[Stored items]
§ §

PR #184, opened 2016-11-22
IDR docker (IDR-0.3.0)

manics:
This is all the commits related to IDR JupyterHub, including the history before this was refactored into the `idr-jupyter` role, but not including the last commit setting the deployed tagged versions.


joshmoore:
Changes seem ok (though more than can be fully reviewed). 2 questions:

 * The tag version bump will be in a follow up?
 * What's the impact of subnet configurability TODO?

manics:
Tags are in https://github.com/manics/infrastructure/commit/4668d16b3158fcc80fde9209fb9729689b1b18f8

> What's the impact of subnet configurability TODO?

I don't know. I copied the subnet from the `docker_gwbridge` network automatically created by Docker swarm. Ansible 2.2 has a [docker_network](https://docs.ansible.com/ansible/docker_network_module.html) which might (or might not) help.

joshmoore:
Ok. Think we have some upcoming ansible/docker network arm-wrestling, but getting this in for 0.3.0. Cheers.

PR #185, opened 2016-11-22
Remove old /about files from idr-playbooks/files/html (IDR-0.3.0)

manics:
These are now in https://github.com/IDR/idr-demo.openmicroscopy.org


joshmoore:
:+1: Thanks.

PR #186, opened 2016-11-22
Name fields in `omero.web.ui.top_links` (omero-web-apps role) (IDR-0.3.0)

manics:
The tuples that go into `omero.web.ui.top_links` are a bit of a mystery at first. This PR modifies the `omero-web-apps` role so that each of the tuple elements is named.

These field names are based on the code in https://github.com/openmicroscopy/openmicroscopy/blob/develop/components/tools/OmeroWeb/omeroweb/webclient/decorators.py#L162 (I couldn't find any other docs)


aleksandra-tarkowska:
looks good

aleksandra-tarkowska:
just a general comment, not related to this PR, do you think would be worth linking omero properties to glossary page?

manics:
If we expect people to come up with their own (e.g. setting up a public mapr with customised multiple tabs) I think linking to the relevant Django properties would be useful.

PR #190, opened 2016-11-22
The IDR ansible command helper (IDR-0.3.0)

manics:
Figures out the ansible-playbook command to run when deploying the IDR for the first time.


joshmoore:
This is an interesting strategy. Happy to have merged as is since I've certainly tested successfully. Longer-term thoughts:

 * allow configurable (random?) file name generation
 * allow injecting further playbooks (and/or globbing)
 * double-check to what extent this

manics:
The main reason for this was to automatically set the ssh `ProxyCommand`. That's now handled by the `openstack-pyivate.py` dynamic inventory (https://github.com/openmicroscopy/infrastructure/pull/179).

joshmoore:
i.e. we may be moving away from it. WFM.

PR #192, opened 2016-11-22
Fix the EBI NFS playbook (IDR-0.3.0)

manics:
This includes adding `nolock` to the NFS mount options (not sure why it's required, but it failed without it), and using a modified network role to setup the second NIC.


joshmoore:
Can't see anything to object to...

PR #195, opened 2016-11-23
Add option to reuse jupyterhub container (IDR-0.3.0)

manics:
The original jupyterhub setup (with github auth) recreated the containers on every startup, since all persistent data was stored on a volume.

The temporary system auth setup requires a workaround to ensure the container is reused, since the system user accounts must be manually created. This means if you want to update the container you must manually delete it.


joshmoore:
As an aside, we mentioned recently that this PR would be during review, however:

|     When    |      State      |  How? |
|----------|:-------------:|------:|
| During review |  OS login | this PR |
| Post-publication |    githubauth   |   revert PR |
| Pre-print | Warn by email? |    ???  |

Regardless, this is the state of 0.3.0 in production so merging.

PR #174, opened 2016-09-21
1. splits up setupData to setup/*.js

mk4111:
setupData.js --> setup/
* sessions.js
* orgs.js
* people.js
* challenges.js


mk4111:
@JMurphyWeb - I've split up the setupData as discussed - it looks like it's all working fine, but could you also have a quick check and assign Nelson once that's done and all's alrighty? Thank you!

test/helpers/setup/challenges.js
```diff
@@ -0,0 +1,74 @@
+module.exports = {
+  challenges: [
```
nelsonic: any reason you don't just _export_ the `Array`?
(_Exporting an Object which has a single property which in turn is an array of objects ... why not simply export the Array of Objects ?_)

`arr.js`:
```js
module.exports = ['one', 'two', 3];
```
_use_ the array
```js
var arr = require('./arr');
console.log(arr);
```

JMurphyWeb: I'm happy with this change if you are @mk4111. I have opened a PR that contains this branch but up to date with tags & challenge cards #181

JMurphyWeb:
closing as we have included these changes in a later PR #181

§ §

■ What the task asks
Without leaving anything out, output all of the data above exactly.

■ Exercise answer
PR #184, opened 2016-11-22
IDR docker (IDR-0.3.0)

manics:
This is all the commits related to IDR JupyterHub, including the history before this was refactored into the `idr-jupyter` role, but not including the last commit setting the deployed tagged versions.


joshmoore:
Changes seem ok (though more than can be fully reviewed). 2 questions:

 * The tag version bump will be in a follow up?
 * What's the impact of subnet configurability TODO?

manics:
Tags are in https://github.com/manics/infrastructure/commit/4668d16b3158fcc80fde9209fb9729689b1b18f8

> What's the impact of subnet configurability TODO?

I don't know. I copied the subnet from the `docker_gwbridge` network automatically created by Docker swarm. Ansible 2.2 has a [docker_network](https://docs.ansible.com/ansible/docker_network_module.html) which might (or might not) help.

joshmoore:
Ok. Think we have some upcoming ansible/docker network arm-wrestling, but getting this in for 0.3.0. Cheers.

PR #185, opened 2016-11-22
Remove old /about files from idr-playbooks/files/html (IDR-0.3.0)

manics:
These are now in https://github.com/IDR/idr-demo.openmicroscopy.org


joshmoore:
:+1: Thanks.

PR #186, opened 2016-11-22
Name fields in `omero.web.ui.top_links` (omero-web-apps role) (IDR-0.3.0)

manics:
The tuples that go into `omero.web.ui.top_links` are a bit of a mystery at first. This PR modifies the `omero-web-apps` role so that each of the tuple elements is named.

These field names are based on the code in https://github.com/openmicroscopy/openmicroscopy/blob/develop/components/tools/OmeroWeb/omeroweb/webclient/decorators.py#L162 (I couldn't find any other docs)


aleksandra-tarkowska:
looks good

aleksandra-tarkowska:
just a general comment, not related to this PR, do you think would be worth linking omero properties to glossary page?

manics:
If we expect people to come up with their own (e.g. setting up a public mapr with customised multiple tabs) I think linking to the relevant Django properties would be useful.

PR #190, opened 2016-11-22
The IDR ansible command helper (IDR-0.3.0)

manics:
Figures out the ansible-playbook command to run when deploying the IDR for the first time.


joshmoore:
This is an interesting strategy. Happy to have merged as is since I've certainly tested successfully. Longer-term thoughts:

 * allow configurable (random?) file name generation
 * allow injecting further playbooks (and/or globbing)
 * double-check to what extent this

manics:
The main reason for this was to automatically set the ssh `ProxyCommand`. That's now handled by the `openstack-pyivate.py` dynamic inventory (https://github.com/openmicroscopy/infrastructure/pull/179).

joshmoore:
i.e. we may be moving away from it. WFM.

PR #192, opened 2016-11-22
Fix the EBI NFS playbook (IDR-0.3.0)

manics:
This includes adding `nolock` to the NFS mount options (not sure why it's required, but it failed without it), and using a modified network role to setup the second NIC.


joshmoore:
Can't see anything to object to...

PR #195, opened 2016-11-23
Add option to reuse jupyterhub container (IDR-0.3.0)

manics:
The original jupyterhub setup (with github auth) recreated the containers on every startup, since all persistent data was stored on a volume.

The temporary system auth setup requires a workaround to ensure the container is reused, since the system user accounts must be manually created. This means if you want to update the container you must manually delete it.


joshmoore:
As an aside, we mentioned recently that this PR would be during review, however:

|     When    |      State      |  How? |
|----------|:-------------:|------:|
| During review |  OS login | this PR |
| Post-publication |    githubauth   |   revert PR |
| Pre-print | Warn by email? |    ???  |

Regardless, this is the state of 0.3.0 in production so merging.

PR #174, opened 2016-09-21
1. splits up setupData to setup/*.js

mk4111:
setupData.js --> setup/
* sessions.js
* orgs.js
* people.js
* challenges.js


mk4111:
@JMurphyWeb - I've split up the setupData as discussed - it looks like it's all working fine, but could you also have a quick check and assign Nelson once that's done and all's alrighty? Thank you!

test/helpers/setup/challenges.js
```diff
@@ -0,0 +1,74 @@
+module.exports = {
+  challenges: [
```
nelsonic: any reason you don't just _export_ the `Array`?
(_Exporting an Object which has a single property which in turn is an array of objects ... why not simply export the Array of Objects ?_)

`arr.js`:
```js
module.exports = ['one', 'two', 3];
```
_use_ the array
```js
var arr = require('./arr');
console.log(arr);
```

JMurphyWeb: I'm happy with this change if you are @mk4111. I have opened a PR that contains this branch but up to date with tags & challenge cards #181

JMurphyWeb:
closing as we have included these changes in a later PR #181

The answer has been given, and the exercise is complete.